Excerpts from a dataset
PR #1113, opened 2025-07-21
Fixed broken link to JSON schema website

webdevred:
### What does this PR do?

This PR fixes a broken link in the README.
The previous link to https://www.schemastore.org/json/ is no longer valid (returns 404).

Updated with the correct working URLs:
- https://json.schemastore.org/
- https://schemastore.org/api/json/catalog.json

Both links are valid and point to the full JSON Schema catalog used by the YAML language server.
Let me know if you'd prefer just one of them in the README, or if it makes sense to include both.


datho7561:
I think pointing to schemastore.org is fine, given it provides a search bar to search through the schemas.

PR #1127, opened 2025-09-23
Fix release GitHub Action

datho7561:
### What does this PR do?
- setup-node@v5 creates a .npmrc if you provide a registry, so there should be no need to do that separately
- after setup-node@v5 is run, `npm publish` expects the token to be accessible from the environment variable `NODE_AUTH_TOKEN`
- also fix coveralls so that it only publishes results on ubuntu. If results are published from multiple platforms, then the 2nd and 3rd publish attempts will fail.

See https://github.com/actions/setup-node/blob/main/docs/advanced-usage.md#publish-to-npmjs-and-gpr-with-npm

This should fix the release GitHub Action (as well as the prereleases)

### Is it tested? How?
No, I don't think there's a good way to test it without merging first.

### DIFF
--- a/.github/workflows/CI.yaml
+++ b/.github/workflows/CI.yaml
@@ -35,9 +35,10 @@ jobs:
 
       # Set up Node
       - name: Use Node 20
-        uses: actions/setup-node@v4
+        uses: actions/setup-node@v5
         with:
           node-version: 20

EXERCISE AIM: Repeat the full set of records exactly.

ANSWER TO THE PROBLEM:
PR #1113, opened 2025-07-21
Fixed broken link to JSON schema website

webdevred:
### What does this PR do?

This PR fixes a broken link in the README.
The previous link to https://www.schemastore.org/json/ is no longer valid (returns 404).

Updated with the correct working URLs:
- https://json.schemastore.org/
- https://schemastore.org/api/json/catalog.json

Both links are valid and point to the full JSON Schema catalog used by the YAML language server.
Let me know if you'd prefer just one of them in the README, or if it makes sense to include both.


datho7561:
I think pointing to schemastore.org is fine, given it provides a search bar to search through the schemas.

PR #1127, opened 2025-09-23
Fix release GitHub Action

datho7561:
### What does this PR do?
- setup-node@v5 creates a .npmrc if you provide a registry, so there should be no need to do that separately
- after setup-node@v5 is run, `npm publish` expects the token to be accessible from the environment variable `NODE_AUTH_TOKEN`
- also fix coveralls so that it only publishes results on ubuntu. If results are published from multiple platforms, then the 2nd and 3rd publish attempts will fail.

See https://github.com/actions/setup-node/blob/main/docs/advanced-usage.md#publish-to-npmjs-and-gpr-with-npm

This should fix the release GitHub Action (as well as the prereleases)

### Is it tested? How?
No, I don't think there's a good way to test it without merging first.

### DIFF
--- a/.github/workflows/CI.yaml
+++ b/.github/workflows/CI.yaml
@@ -35,9 +35,10 @@ jobs:
 
       # Set up Node
       - name: Use Node 20
-        uses: actions/setup-node@v4
+        uses: actions/setup-node@v5
         with:
           node-version: 20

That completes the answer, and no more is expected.